Так вот о русских и татарах в Сибири… Лев Николаевич пожевал губами… Никогда не было противостояния русских и татар. Все началось с неправильной посылки – мол, Ермак пошел покорять Сибирь, то есть татар, то есть война. Между русскими и татарами. А было совсем другое. Был один хан или князь – Строганов, тогда особой разницы не было, и был хан или князь Кучум, убивший своего родственника Едигера. Кучум не захотел платить дань Строганову и стал трепать его пределы. Строганов пригласил волжского разбойника Ермака со товарищи за определенные деньги. И Ермак пришел и потрепал Кучума. Все. Дальше освоение, подчеркиваю, освоение, а не покорение Сибири шло мирно. Русские принесли татарам земледелие, татары научили русских жарить мясо, пасти скот… да мало ли чему они научились друг у друга? Почитайте Тобольские летописи… Сколько раз русское и татарское население отбивалось от набегов хунхузов с юга, сколько раз казаки, а в их числе были и татары, спасали население от варваров…
Так что, говорил Гумилев, все попытки поссорить русских с татарами – это подло. Это политическая подлость. Это кому-то выгодно. Давайте и мы, с позиции сегодняшнего времени, поймем – мы избежали тогда национальной катастрофы. Татары – второй по численности народ России. Взорвись они тогда по салафитскому сценарию – это хуже чеченской проплаченной иностранной беды. Теперь мы понимаем, кому это было выгодно. Это был ранний украинский сценарий. Слава Богу, не удался.
Вот так мы и беседовали среди неразобранных книг. Наш питерский друг добросовестно это снимал. Три часа сплошной записи. Милая Наталья Викторовна все подливала нам чай. Замечали мы это? Не думаю.
На прощание Лев Николаевич сказал: «А вы там дружите! И все». Я думаю, что он хотел сказать гораздо больше. Но зачем? Имеющий уши да услышит.
Мы вернулись в Тюмень… Положили кассеты в видеотеку и пришли за ними через пару дней, предвкушая, как снова услышим неспешный рассказ историка. Поставили первую кассету, десять минут записи и… черное поле. Вторую – то же самое. Что за черт! Мы же выборочно там, в Питере, просмотрели их через окуляр! Мистика. Запись исчезла. Кто-то размагнитил, но кто? Зачем? Это остается загадкой по сей день.
А потом Лев Николаевич умер. В последнее время он тяжело болел, видимо, сказались полтора десятка лет лагерей.

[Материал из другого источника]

PR #4987, opened 2019-08-15
Small code cleanup

RoiEXLab:
## Overview
There are a lot of minor changes that are suggested by IntelliJ.
Only applied the ones that are 100% safe to apply, but please double check so I didn't miss something.
Will open 2 PRs with changes that might alter behaviour.

## Functional Changes
None

## Manual Testing Performed
None

### DIFF
--- a/game-core/src/main/java/games/strategy/engine/data/export/GameDataExporter.java
+++ b/game-core/src/main/java/games/strategy/engine/data/export/GameDataExporter.java
@@ -119,6 +119,7 @@ public class GameDataExporter {
             for (final String definedName : TechAdvance.ALL_PREDEFINED_TECHNOLOGY_NAMES) {
               if (definedName.equals(name)) {
                 name = cat;
+                break;
               }
             }
             returnValue.append("                <tech name=\"").append(name).append("\"/>\n");
@@ -144,6 +145,7 @@ public class GameDataExporter {
         for (final String definedName : TechAdvance.ALL_PREDEFINED_TECHNOLOGY_NAMES) {
           if (definedName.equals(name)) {
             name = cat;
+            break;
           }
         }
         returnValue.append("            <techname name=\"").append(name).append("\"");
--- a/game-core/src/main/java/games/strategy/engine/data/export/GameDataExporter.java
+++ b/game-core/src/main/java/games/strategy/engine/data/export/GameDataExporter.java
@@ -116,11 +116,8 @@ public class GameDataExporter {
           for (final TechAdvance tech : frontier.getTechs()) {
             String name = tech.getName();
             final String cat = tech.getProperty();
-            for (final String definedName : TechAdvance.ALL_PREDEFINED_TECHNOLOGY_NAMES) {
-              if (definedName.equals(name)) {
-                name = cat;
-                break;
-              }
+            if (TechAdvance.ALL_PREDEFINED_TECHNOLOGY_NAMES.contains(name)) {
+              name = cat;
             }
             returnValue.append("                <tech name=\"").append(name).append("\"/>\n");
           }
--- a/game-core/src/main/java/games/strategy/triplea/delegate/BattleCalculator.java
+++ b/game-core/src/main/java/games/strategy/triplea/delegate/BattleCalculator.java
@@ -719,14 +719,14 @@ public class BattleCalculator {
     // check right number
     if (!isEditMode
         && !(numhits + damaged.size()
-            == (hitsRemaining > totalHitpoints ? totalHitpoints : hitsRemaining))) {
+            == (Math.min(hitsRemaining, totalHitpoints)))) {
       tripleaPlayer.reportError("Wrong number of casualties selected");
       if (headLess) {
         log.severe(
             "Possible Infinite Loop: Wrong number of casualties selected: number of hits on units "
                 + (numhits + damaged.size())
                 + " != number of hits to take "
-                + (hitsRemaining > totalHitpoints ? totalHitpoints : hitsRemaining)
+                + (Math.min(hitsRemaining, totalHitpoints))
                 + ", for "
                 + casualtySelection.toString());
       }
--- a/game-core/src/main/java/games/strategy/triplea/delegate/BattleCalculator.java
+++ b/game-core/src/main/java/games/strategy/triplea/delegate/BattleCalculator.java
@@ -717,14 +717,14 @@ public class BattleCalculator {
       }
     }
     // check right number
-    if (!isEditMode && !(numhits + damaged.size() == (Math.min(hitsRemaining, totalHitpoints)))) {
+    if (!isEditMode && numhits + damaged.size() != Math.min(hitsRemaining, totalHitpoints)) {
       tripleaPlayer.reportError("Wrong number of casualties selected");
       if (headLess) {
         log.severe(
             "Possible Infinite Loop: Wrong number of casualties selected: number of hits on units "
                 + (numhits + damaged.size())
                 + " != number of hits to take "
-                + (Math.min(hitsRemaining, totalHitpoints))
+                + Math.min(hitsRemaining, totalHitpoints)
                 + ", for "
                 + casualtySelection.toString());
       }
--- a/game-core/src/main/java/games/strategy/triplea/delegate/BattleCalculator.java
+++ b/game-core/src/main/java/games/strategy/triplea/delegate/BattleCalculator.java
@@ -717,9 +717,7 @@ public class BattleCalculator {
       }
     }
     // check right number
-    if (!isEditMode
-        && !(numhits + damaged.size()
-            == (Math.min(hitsRemaining, totalHitpoints)))) {
+    if (!isEditMode && !(numhits + damaged.size() == (Math.min(hitsRemaining, totalHitpoints)))) {
       tripleaPlayer.reportError("Wrong number of casualties selected");
       if (headLess) {
         log.severe(
--- a/game-core/src/main/java/games/strategy/triplea/delegate/BattleDelegate.java
+++ b/game-core/src/main/java/games/strategy/triplea/delegate/BattleDelegate.java
@@ -806,8 +806,8 @@ public class BattleDelegate extends BaseTripleADelegate implements IBattleDelega
       if (defender == null || scramblers.isEmpty()) {
         continue;
       }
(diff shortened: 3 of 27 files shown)


game-core/src/main/java/games/strategy/engine/data/export/GameDataExporter.java
```diff
@@ -119,6 +119,7 @@ private static String playertechs(final GameData data) {
             for (final String definedName : TechAdvance.ALL_PREDEFINED_TECHNOLOGY_NAMES) {
               if (definedName.equals(name)) {
                 name = cat;
+                break;
```
DanVanAtta: Any thoughts to using java stream API here?

game-core/src/main/java/games/strategy/triplea/delegate/BattleCalculator.java
```diff
@@ -717,16 +717,14 @@ public static CasualtyDetails selectCasualties(
       }
     }
     // check right number
-    if (!isEditMode
-        && !(numhits + damaged.size()
-            == (hitsRemaining > totalHitpoints ? totalHitpoints : hitsRemaining))) {
+    if (!isEditMode && !(numhits + damaged.size() == (Math.min(hitsRemaining, totalHitpoints)))) {
```
DanVanAtta: This is really quite the conditional expression. The `Math.min` helps. Further refactoring would be good here, but I can certainly appreciate the improvement for now.

game-core/src/main/java/games/strategy/triplea/delegate/BattleDelegate.java
```diff
@@ -806,8 +806,8 @@ private void doScrambling() {
       if (defender == null || scramblers.isEmpty()) {
         continue;
       }
-      final Tuple<Territory, PlayerId> terrPlayer = Tuple.of(to, defender);
-      final Collection<Map<Territory, Tuple<Collection<Unit>, Collection<Unit>>>> tempScrambleList =
+      final var terrPlayer = Tuple.of(to, defender);
+      final var tempScrambleList =
```
DanVanAtta: Not critical - Any reason to not just inline this variable?

game-core/src/main/java/games/strategy/triplea/delegate/BattleDelegate.java
```diff
@@ -834,8 +833,7 @@ private void doScrambling() {
         if (scramblers.isEmpty()) {
           continue;
         }
-        final Map<Territory, Collection<Unit>> toScramble =
-            getRemotePlayer(defender).scrambleUnitsQuery(to, scramblers);
+        final var toScramble = getRemotePlayer(defender).scrambleUnitsQuery(to, scramblers);
```
DanVanAtta: There is a cost to losing type info, I'm not sure if the code neatness is worth the loss of the type information. Perhaps if the variable were named: `unitsToScrambleByTerritory`, then the type information would be more redundant. Any thoughts?

game-core/src/main/java/games/strategy/triplea/delegate/BattleDelegate.java
```diff
@@ -861,9 +859,9 @@ private void doScrambling() {
         // Validate players have enough fuel to move there and back
         final Map<PlayerId, ResourceCollection> playerFuelCost = new HashMap<>();
         for (final Entry<Territory, Collection<Unit>> entry : toScramble.entrySet()) {
-          final Map<PlayerId, ResourceCollection> map =
+          final var map =
```
DanVanAtta: Ditto with the variable name not being useful. The previous code relied more on the code knowing the type to make sense of what was happening. Perhaps renaming this here to `playerToResourcesMap` would make the type information unnecessary.

game-core/src/main/java/games/strategy/triplea/delegate/BattleDelegate.java
```diff
@@ -861,9 +859,9 @@ private void doScrambling() {
...
               Route.getScrambleFuelCostCharge(entry.getValue(), entry.getKey(), to, data);
-          for (final Entry<PlayerId, ResourceCollection> playerAndCost : map.entrySet()) {
+          for (final var playerAndCost : map.entrySet()) {
```
DanVanAtta: My first reaction is this would be better named: `playerAndCostEntry` so we can keep some information on the typing. I'm not sure if that is more what I'm used to or actually helpful, but perhaps worth considering.

game-core/src/main/java/games/strategy/triplea/delegate/BattleTracker.java
```diff
@@ -156,9 +156,8 @@ boolean didAllThesePlayersJustGoToWarThisTurn(
   private boolean didThesePlayersJustGoToWarThisTurn(final PlayerId p1, final PlayerId p2) {
     // check all relationship changes that are p1 and p2, to make sure that oldRelation is not war,
     // and newRelation is war
-    for (final Tuple<Tuple<PlayerId, PlayerId>, Tuple<RelationshipType, RelationshipType>> t :
-        relationshipChangesThisTurn) {
-      final Tuple<PlayerId, PlayerId> players = t.getFirst();
+    for (final var tuple : relationshipChangesThisTurn) {
```
DanVanAtta: `tuple` probably could use a rename; This is a scary bit of code, it might even be worth leaving alone and waiting for a more significant refactor to fix it up.
Failing that, a `var` in foreach loop I think raises question if the lambda foreach variant shoudl be used, eg:
`relationshipChangesThisTurn.forEach(tuple -> ...)`.

Overall it's a code smell for procedural code. The refactoring fix I think is to make `relationshipChangesThisTurn` a first class object. In which case the for loop is extracted entirely to the new object and we get something like this: `return relationshipChangesThis.arePlayersAtWar(p1, p2)`. In that case the entire private method is probably extracted to the new object since the method is essentially just this for loop.

game-core/src/main/java/games/strategy/triplea/ui/MovePanel.java
```diff
@@ -385,8 +385,9 @@ private void selectUnitsToMove(
                     TransportUtils.mapTransportsToLoad(unitsToLoad, airTransportsToLoad);
                 boolean ableToLoad = true;
                 for (final Unit unit : unitsToLoad) {
-                  if (!unitMap.keySet().contains(unit)) {
+                  if (!unitMap.containsKey(unit)) {
                     ableToLoad = false;
+                    break;
```
DanVanAtta: Thoughts to using stream API here?

game-core/src/main/java/games/strategy/engine/data/export/GameDataExporter.java
RoiEXLab: Found something even simpler

game-core/src/main/java/games/strategy/triplea/delegate/BattleDelegate.java
RoiEXLab: In this case I'm fine reverting this change.
I had this stash laying around somewhere and I remeber stopping because at some point the changes were no longer good.

game-core/src/main/java/games/strategy/triplea/delegate/BattleTracker.java
RoiEXLab: That's the piece of code I was refferring to in another PR.
And I agree with you, but for now the only goal is to make the code more readable, and I think you can agree that the existing code isn't really better.

game-core/src/main/java/games/strategy/triplea/ui/MovePanel.java
RoiEXLab: I found something better

game-core/src/main/java/games/strategy/triplea/delegate/BattleTracker.java
DanVanAtta: While the existing code was ugly, the type information is there. `var` is good IMO when the type information is redundant and obvious, eg:
- `List playerList = new ArrayList<>();`
- `RelationshipTracker relationshipTracker = new RelationshipTracker()`

Type information is helpful, so while harder to read with the nasty Tuple mess, it does add information of what data is there. Losing that requires a reader to do a lookup of the definition of the `relationshipChangesThisTurn` variable and cross-reference its type with the usage, which I think actually detracts from understandability (can't just understand this code by looking at it, a cross-reference to other locations is an undersatndability smell)

game-core/src/main/java/games/strategy/triplea/delegate/BattleTracker.java
```diff
@@ -156,9 +156,8 @@ boolean didAllThesePlayersJustGoToWarThisTurn(
...
+      final Tuple<PlayerId, PlayerId> players = tuple.getFirst();
       if (players.getFirst().equals(p1)) {
```
DanVanAtta: I see `players` is a new variable, is there variable shadowing happening here?

game-core/src/main/java/games/strategy/triplea/delegate/BattleTracker.java
DanVanAtta: I do notice now more clearly you added lines like: `  final Tuple<PlayerId, PlayerId> players = tuple.getFirst();`

Perhaps that is enough to help and mitigates the typing concern.

game-core/src/main/java/games/strategy/triplea/delegate/BattleTracker.java
RoiEXLab: The variable existed before as far as I can tell

game-core/src/main/java/games/strategy/engine/data/export/GameDataExporter.java
```diff
@@ -116,11 +116,8 @@ private static String playertechs(final GameData data) {
           for (final TechAdvance tech : frontier.getTechs()) {
             String name = tech.getName();
             final String cat = tech.getProperty();
-            for (final String definedName : TechAdvance.ALL_PREDEFINED_TECHNOLOGY_NAMES) {
-              if (definedName.equals(name)) {
-                name = cat;
-                break;
-              }
+            if (TechAdvance.ALL_PREDEFINED_TECHNOLOGY_NAMES.contains(name)) {
```
DanVanAtta: Nice :+1: 
I wonder/suspect this code might predate Java 1.5 and the collections API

Но была у нас и вторая встреча. В сентябре этого года я был в Питере, и по сложившейся привычке мы с дочерью пошли на кладбища Александро-Невской лавры. Их там три – Мемориал XVIII века – князья, бароны, полководцы, носители славных фамилий. Могилы расположены так тесно, что между надгробиями ходишь буквально на цыпочках. Напротив – Артистический мемориал – писатели, великие актеры, люди искусства, их родственники. Там посвободней, можно даже на скамеечках посидеть, подумать о славе и бренности бытия. А третье – Никольское – в глубине, ближе к Неве, сразу вход и не найдешь. Здесь раздолье и полная демократия. Между могилами могут быть десятки метров, и вдруг – в метре от генерала от инфантерии фон Штольца покоится комсомолка Маруся, павшая в схватке с гидрой контрреволюции. Кругом какие-то заброшенные безымянные склепы таращатся пустыми проемами…
И тут на взгорочке мы увидели два надгробия, рядышком. Свежим золотом сияли буквы и цифры, вверх стремились строгие мраморные линии. Здесь покоилась она, чета Гумилевых. Какая-то пожилая женщина сметала опавшие листья с плиты. Она оказалась племянницей Льва Николаевича. Приходит сюда, убирает, сажает цветочки. Хорошо им здесь, сказала она, тихо, место не шумное. Несколько минут мы постояли в молчании. Когда уходили, я обернулся и увидел, как сияют золотые буквы на сером мраморе. Наверное, те, кто покоится здесь, это сияние заслужили…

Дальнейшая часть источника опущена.